▶ WORK ITEM:
Report every line of the entries that contains the word "mathjazz".

▶ Saved data entries:
▽

PR #511, opened 2016-12-02
Strip whitespace to catch all IPs

mathjazz:
@jotes r?

I noticed we weren't catching all IPs during a ddos attempt.

### DIFF
--- a/pontoon/base/middleware.py
+++ b/pontoon/base/middleware.py
@@ -40,6 +40,8 @@ class BlockedIpMiddleware(object):
         except KeyError:
             ip = request.META['REMOTE_ADDR']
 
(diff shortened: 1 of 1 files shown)


pontoon/base/middleware.py
```diff
@@ -40,6 +40,8 @@ def process_request(self, request):
         except KeyError:
             ip = request.META['REMOTE_ADDR']
 
+        ip = ip.strip()
```
jotes: Do you have any examples of those values?

mathjazz: Yeah, I saw IP addresses starting with a single space not being caught, e.g. " abc.def.ghi.jkl".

△

▶ RESPONSE AREA:
mathjazz:
mathjazz: Yeah, I saw IP addresses starting with a single space not being caught, e.g. " abc.def.ghi.jkl".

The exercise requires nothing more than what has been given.